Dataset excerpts
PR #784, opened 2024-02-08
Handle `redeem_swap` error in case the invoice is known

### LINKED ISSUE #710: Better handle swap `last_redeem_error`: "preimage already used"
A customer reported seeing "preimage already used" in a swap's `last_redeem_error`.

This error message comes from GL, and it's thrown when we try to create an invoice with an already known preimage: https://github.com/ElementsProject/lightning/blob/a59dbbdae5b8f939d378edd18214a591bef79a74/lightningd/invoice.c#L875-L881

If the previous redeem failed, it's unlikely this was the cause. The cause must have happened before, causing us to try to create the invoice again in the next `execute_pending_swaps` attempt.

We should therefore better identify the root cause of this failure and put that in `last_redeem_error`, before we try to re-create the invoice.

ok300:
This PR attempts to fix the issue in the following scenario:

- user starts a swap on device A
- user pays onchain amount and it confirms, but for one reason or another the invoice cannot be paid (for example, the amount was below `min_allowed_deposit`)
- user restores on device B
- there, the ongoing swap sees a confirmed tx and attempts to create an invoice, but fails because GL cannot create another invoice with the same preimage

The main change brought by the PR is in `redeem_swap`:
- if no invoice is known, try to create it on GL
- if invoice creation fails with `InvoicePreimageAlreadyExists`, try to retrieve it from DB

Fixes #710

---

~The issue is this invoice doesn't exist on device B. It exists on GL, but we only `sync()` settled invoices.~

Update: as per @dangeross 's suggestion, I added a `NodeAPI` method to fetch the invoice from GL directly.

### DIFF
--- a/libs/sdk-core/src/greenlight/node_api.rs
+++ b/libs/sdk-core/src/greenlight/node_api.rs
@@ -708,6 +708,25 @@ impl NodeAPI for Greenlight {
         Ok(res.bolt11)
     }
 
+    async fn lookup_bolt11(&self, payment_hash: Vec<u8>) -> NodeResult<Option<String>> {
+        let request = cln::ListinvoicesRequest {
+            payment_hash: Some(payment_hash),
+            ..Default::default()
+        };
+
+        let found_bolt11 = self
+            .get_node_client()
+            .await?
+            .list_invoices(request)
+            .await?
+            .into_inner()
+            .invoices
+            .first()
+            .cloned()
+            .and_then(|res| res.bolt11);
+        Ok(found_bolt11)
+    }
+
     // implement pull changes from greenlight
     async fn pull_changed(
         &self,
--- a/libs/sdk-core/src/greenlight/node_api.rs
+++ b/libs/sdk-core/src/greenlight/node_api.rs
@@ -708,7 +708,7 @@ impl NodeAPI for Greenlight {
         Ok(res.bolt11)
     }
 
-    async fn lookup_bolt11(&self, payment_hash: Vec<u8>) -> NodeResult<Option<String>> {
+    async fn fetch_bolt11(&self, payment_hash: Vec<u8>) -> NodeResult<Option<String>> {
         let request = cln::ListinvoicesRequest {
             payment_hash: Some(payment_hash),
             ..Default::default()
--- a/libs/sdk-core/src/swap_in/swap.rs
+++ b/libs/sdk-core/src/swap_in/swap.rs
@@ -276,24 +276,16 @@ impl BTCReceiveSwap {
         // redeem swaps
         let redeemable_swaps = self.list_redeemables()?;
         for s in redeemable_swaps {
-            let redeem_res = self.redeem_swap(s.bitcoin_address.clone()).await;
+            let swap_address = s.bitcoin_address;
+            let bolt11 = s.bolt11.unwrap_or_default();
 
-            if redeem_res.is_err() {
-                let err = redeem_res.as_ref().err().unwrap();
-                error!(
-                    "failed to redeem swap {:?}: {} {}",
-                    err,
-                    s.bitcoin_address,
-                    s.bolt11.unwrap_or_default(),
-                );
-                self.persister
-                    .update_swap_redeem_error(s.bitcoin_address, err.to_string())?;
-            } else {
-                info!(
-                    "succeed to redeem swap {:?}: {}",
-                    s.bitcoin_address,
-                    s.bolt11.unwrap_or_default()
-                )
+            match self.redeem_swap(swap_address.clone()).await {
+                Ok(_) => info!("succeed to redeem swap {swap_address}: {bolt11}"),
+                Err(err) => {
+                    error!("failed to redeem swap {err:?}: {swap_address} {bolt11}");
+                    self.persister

> **EXERCISE**: Please reproduce all of the entries exactly as they stand.

> **YOUR RESPONSE**:
PR #784, opened 2024-02-08
Handle `redeem_swap` error in case the invoice is known

### LINKED ISSUE #710: Better handle swap `last_redeem_error`: "preimage already used"
A customer reported seeing "preimage already used" in a swap's `last_redeem_error`.

This error message comes from GL, and it's thrown when we try to create an invoice with an already known preimage: https://github.com/ElementsProject/lightning/blob/a59dbbdae5b8f939d378edd18214a591bef79a74/lightningd/invoice.c#L875-L881

If the previous redeem failed, it's unlikely this was the cause. The cause must have happened before, causing us to try to create the invoice again in the next `execute_pending_swaps` attempt.

We should therefore better identify the root cause of this failure and put that in `last_redeem_error`, before we try to re-create the invoice.

ok300:
This PR attempts to fix the issue in the following scenario:

- user starts a swap on device A
- user pays onchain amount and it confirms, but for one reason or another the invoice cannot be paid (for example, the amount was below `min_allowed_deposit`)
- user restores on device B
- there, the ongoing swap sees a confirmed tx and attempts to create an invoice, but fails because GL cannot create another invoice with the same preimage

The main change brought by the PR is in `redeem_swap`:
- if no invoice is known, try to create it on GL
- if invoice creation fails with `InvoicePreimageAlreadyExists`, try to retrieve it from DB

Fixes #710

---

~The issue is this invoice doesn't exist on device B. It exists on GL, but we only `sync()` settled invoices.~

Update: as per @dangeross 's suggestion, I added a `NodeAPI` method to fetch the invoice from GL directly.

### DIFF
--- a/libs/sdk-core/src/greenlight/node_api.rs
+++ b/libs/sdk-core/src/greenlight/node_api.rs
@@ -708,6 +708,25 @@ impl NodeAPI for Greenlight {
         Ok(res.bolt11)
     }
 
+    async fn lookup_bolt11(&self, payment_hash: Vec<u8>) -> NodeResult<Option<String>> {
+        let request = cln::ListinvoicesRequest {
+            payment_hash: Some(payment_hash),
+            ..Default::default()
+        };
+
+        let found_bolt11 = self
+            .get_node_client()
+            .await?
+            .list_invoices(request)
+            .await?
+            .into_inner()
+            .invoices
+            .first()
+            .cloned()
+            .and_then(|res| res.bolt11);
+        Ok(found_bolt11)
+    }
+
     // implement pull changes from greenlight
     async fn pull_changed(
         &self,
--- a/libs/sdk-core/src/greenlight/node_api.rs
+++ b/libs/sdk-core/src/greenlight/node_api.rs
@@ -708,7 +708,7 @@ impl NodeAPI for Greenlight {
         Ok(res.bolt11)
     }
 
-    async fn lookup_bolt11(&self, payment_hash: Vec<u8>) -> NodeResult<Option<String>> {
+    async fn fetch_bolt11(&self, payment_hash: Vec<u8>) -> NodeResult<Option<String>> {
         let request = cln::ListinvoicesRequest {
             payment_hash: Some(payment_hash),
             ..Default::default()
--- a/libs/sdk-core/src/swap_in/swap.rs
+++ b/libs/sdk-core/src/swap_in/swap.rs
@@ -276,24 +276,16 @@ impl BTCReceiveSwap {
         // redeem swaps
         let redeemable_swaps = self.list_redeemables()?;
         for s in redeemable_swaps {
-            let redeem_res = self.redeem_swap(s.bitcoin_address.clone()).await;
+            let swap_address = s.bitcoin_address;
+            let bolt11 = s.bolt11.unwrap_or_default();
 
-            if redeem_res.is_err() {
-                let err = redeem_res.as_ref().err().unwrap();
-                error!(
-                    "failed to redeem swap {:?}: {} {}",
-                    err,
-                    s.bitcoin_address,
-                    s.bolt11.unwrap_or_default(),
-                );
-                self.persister
-                    .update_swap_redeem_error(s.bitcoin_address, err.to_string())?;
-            } else {
-                info!(
-                    "succeed to redeem swap {:?}: {}",
-                    s.bitcoin_address,
-                    s.bolt11.unwrap_or_default()
-                )
+            match self.redeem_swap(swap_address.clone()).await {
+                Ok(_) => info!("succeed to redeem swap {swap_address}: {bolt11}"),
+                Err(err) => {
+                    error!("failed to redeem swap {err:?}: {swap_address} {bolt11}");
+                    self.persister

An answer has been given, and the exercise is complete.